Quel charmant roman ! Il faut certes s'armer d'un peu de courage pour ouvrir ce classique de la littérature anglaise tristement méconnu en France (car un livre de plus de mille pages — une longueur peu extraordinaire pour l'époque — peut lasser avant même d'avoir été feuilleté), mais une fois passé cet obstacle surmontable se développe une vive loyauté envers les mots de l'auteur, si bien qu'il est tout à fait impossible de sauter ne serait-ce qu'une ligne (c'est, croyez-le, un fait prodigieusement inexplicable).
C'est que ces mots dépeignent avec délicatesse la vie de personnages attachants, échantillons de provinciaux dans une Angleterre agitée par des révolutions industrielles, sociales, politiques, religieuses même.
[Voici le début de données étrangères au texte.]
PR #596, opened 2014-06-21
Add BLACKLIST.md to show removed sites

jdavis:
I think this will help provide documentation on why we remove/don't list a site.


mxxcon:
"blacklist" sounds like they are being punished...Unless you want to add such site there as well?

jdavis:
Hmm, I suppose I can see that. Any ideas on what we can call it then?

mxxcon:
excluded?
not applicable?
unlisted? (delisted also sounds negative)

jdavis:
Yeah, I like excluded/exclusion. How's that?

mxxcon:
:+1:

Jamais l'écrivain ne condamne les paroles impudentes ou les agissements malhonnêtes des habitants de Middlemarch et de ses environs, mais s'efforce plutôt de les justifier : ce ne sont que des hommes et des femmes pleinement humains, sujets aux aléas de l'existence et aux désirs — déraisonnables, quelquefois — de l'âme. Ces nombreux personnages offrent donc une agréable diversité d'actions, de pensées, d'humeurs.
Le texte est, lui, d'une grande clarté malgré de longues phrases et descriptions ; et puis, il y a des épigraphes si obscures (parfois — pour ne pas dire souvent — des citations inexactes) qu'elles se décryptent comme des énigmes. Aussi, l'érudition de l'auteur (qu'elle semble afficher éhontément — et contrebalancée par l'imbécilité de quelques personnages) satisfait pleinement la soif de connaissance de certain lecteur : l'intérêt historique du roman n'est pas négligeable et les problèmes sociaux abordés dans le texte font écho aux nôtres, notamment lorsque Fred Vincy, insouciant jeune homme, fuit devant les responsabilités de l'âge adulte. Et n'oublions pas les histoires d'amour qui jalonnent ce classique d'un bout à l'autre, toutes poignantes à leur façon (et empreintes d'une préciosité qui sait plaire aux plus romantiques). Oui, c'est incontestablement une lecture de haute qualité.